I avoided drugs altogether or drinking too much because I was afraid of losing conscious control, which could lead me to accidentally disclose my secret.
Thanks for sharing this. When I read it, I can relate to it. Even though I've struggled with addiction nearly my whole life, I've also had periods of sobriety. During those periods, I actually had visceral reactions to the thought of drinking with friends. I didn't want to lose control. Then during times where I was actively taking pills and/or drinking, that was also about control, but in a totally different way. It really does seem to me that control often plays a big role with this.
 
if anyone else had similar concerns regarding loss of control surrounding substance abuse
I started to drink before I was 10 and by 12 I was smoking cigarettes, pot and getting dunk. It just got worse intro to hard drugs by a perpetuator, 15 16 and 17 I was totally addicted to Crystal meth. After 8 months in and adult prison at 17 I didn't touch those kind of drugs again. I continued to smoke pot and did more LSD and mushrooms. In my 20's left all the drugs behind and pot behind and went to drinking to excess to pass out at night. The only time I didn't drink to pass out was at sea working on fish boats, coniyuned to drink in excess until in my 40's and my doctor told me if I would quit drinking he would treat my pain. I did for about 5 years and then started to have a beer everyone and then and that lead to drinking a drink of brandy almost every night. I was hardly sleeping and my Psychiatrist suggested that it maybe part of the reason. So now I don't drink anymore maybe have a drink with company. I use Medical Cannabis now and it is helping me but took a few other medications to allow me to sleep. I sleep fair now on most night and sometimes good. I have to much medication and am trying to leave some behind. The problem is when ever I drop one I find out it was helping me so I go back onto them. Having to take all of this medication is depressing, it is better than drinking to pass out.

I think I have already kind of told you this before. I wish you all the luck and strength it is going to take and know you can talk to me about it anytime my friend
 
I may have posted this before but it seems apropos to this conversation... 12 Steps of Trauma Anonymous... a mythical program... but at least these are steps to which I can relate.
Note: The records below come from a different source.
PR #6513, opened 2025-11-03
[fix] [core] Non null column with write type

leaves12138:
### Purpose

Write with write type which contains non-null column


JingsongLi (approved):
+1

PR #6518, opened 2025-11-03
[core] [fix] Fix with blob rolling parquet files.

leaves12138:
### Purpose

Fix blob writing failed with parquet file rolling.


JingsongLi:
+1

PR #916, opened 2024-02-28
[632] bug fix for lng/lat swap errors

julia-rom:
[ticket here](https://trello.com/c/RddqoivR/632-provide-a-button-to-switch-lat-and-long-when-creating-or-updating-a-site-map)

Tiela added a video in the ticket on how to test

## Summary by CodeRabbit

- **Bug Fixes**
	- Improved latitude and longitude swap functionality in the site form to ensure correct value placement and enhanced form validation.
	- Added a useEffect hook to trigger form validation after updating form values.

### DIFF
--- a/src/components/pages/Site/Site.js
+++ b/src/components/pages/Site/Site.js
@@ -140,7 +140,7 @@ const SiteForm = ({
   useEffect(() => {
     formik.validateForm()
     // eslint-disable-next-line react-hooks/exhaustive-deps
-  }, [formik.getFieldProps('latitude').value, formik.getFieldProps('longitude').value])
+  }, [formik.values.latitude, formik.values.longitude])
 
   return (
     <form id="site-form" onSubmit={formik.handleSubmit}>


src/components/pages/Site/Site.js
```diff
@@ -126,10 +126,22 @@ const SiteForm = ({
...
+    const currentLongitude = formik.getFieldProps('longitude').value
+
+    handleLatitudeChange(currentLongitude)
+    handleLongitudeChange(currentLatitude)
+
+    formik.setFieldTouched('longitude', true)
+    formik.setFieldTouched('latitude', true)
   }
 
+  // hack to ensure formik values are updated before manually triggering validation
```
mmnoo, line 139: instead of a comment, can we name the effect? Either `const _someExplaningName = useEffect...` or `useEffect(function someExplainingName() {}, []}`

Not a blocker, but if we can avoid a comment, we should IMO.

src/components/pages/Site/Site.js
```diff
@@ -126,10 +126,22 @@ const SiteForm = ({
...
+  useEffect(() => {
+    formik.validateForm()
+    // eslint-disable-next-line react-hooks/exhaustive-deps
+  }, [formik.getFieldProps('latitude').value, formik.getFieldProps('longitude').value])
```
mmnoo, line 143: Im not sure about the deps array. Not that there is a lint exception, but that we are calling a function as a dep array value. Im not sure how that will work interms of how the effect triggers. Might be safer with `formik.values.<fieldName>`

mmnoo (commented):
Conditional approval on calling a function in the deps array being changed to a value. 

Also if were making code changes anyway, removing the comment in favour of self documenting code is recommended.

src/components/pages/Site/Site.js
julia-rom: oh good idea - well swap for `formik.values.<fieldName>` and test it!

src/components/pages/Site/Site.js
julia-rom: will update to a named effect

12 Steps of Trauma Anonymous
  1. Acknowledged the reality of trauma we experienced that made our lives unmanageable.
  2. Came to believe embracing self-compassion and self-care could relieve us of our struggles.
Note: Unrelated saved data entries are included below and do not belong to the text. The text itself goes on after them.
PR #961, opened 2024-05-17
Feat: F4 updates

JBurkinshaw:
**Summary**:

- Update F4 null value logic.
- Remove button under the inputs.
- Disable the “save and update” button if no changes will be made when the user clicks it. Update language.
- Fix issue when 0.0 displayed when values set to 0.

Refs: https://trello.com/c/djRMhpDu/789-updates-to-f4, https://trello.com/c/Y8IhoOuM/788-f4-null-values-from-mermaid

## Summary by CodeRabbit

- **New Features**
  - Added dynamic helper text properties to various form fields for improved guidance.
  - Introduced a new function to calculate the total of two field values.

- **Enhancements**
  - Improved language variable handling for better localization in forms.
  - Enhanced logic to disable "save and update" button based on conditions.

- **Bug Fixes**
  - Updated input blur handling to correctly round values to one decimal place if they are not integers.


alanjleonard (changes requested):
- Changes to the inputs OR the date field should re-enable the button, since that would calculate different values for the inputs. The first thing the user will likely do is change the date range.
- Clicking the button should always override the values then disable the button
- Right now if you change a value, then click the button, it only updates the helper text. Then if you click it again, it updates the value. Clicking the button should update the values to what's been calculated for that date range and disable the button.

alanjleonard (changes requested):
Looks good. Don't show the warning toast if we can't get a value for any of the F4s. It may be interpreted as an error. The helper text covers the explanation.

  3. Turned to the healing power of acceptance and love, trusting them to show the way to healing.
  4. Acknowledged how our struggles to meet life often contributed to suffering for ourselves and for others in our lives.
  5. Sought support from others who experienced trauma, sharing our struggles with them and asking for support.
  6. Accepted that healing is possible, that shame can be released.
  7. Humbly invited kindness and healing to come into our lives.
  8. Considered those harmed by our struggles and how we might heal those relationships, including the relationship with ourselves.
  9. Made amends when called for, using the occasion to deepen connections with those people capable of acknowledging our pain and wishing to support our healing.
  10. Stay attuned moment to moment to how the residue of trauma might affect us, taking care of ourselves so we might remain available for life, intimacy and community.
  11. Invited connection with the natural world, with our most intimate selves and with those in our life to support the beauty and integrity of our being.
  12. Having found peace through our efforts of healing the wounds of trauma, we offer support to others still struggling with the effects of trauma they experienced. Together we get better.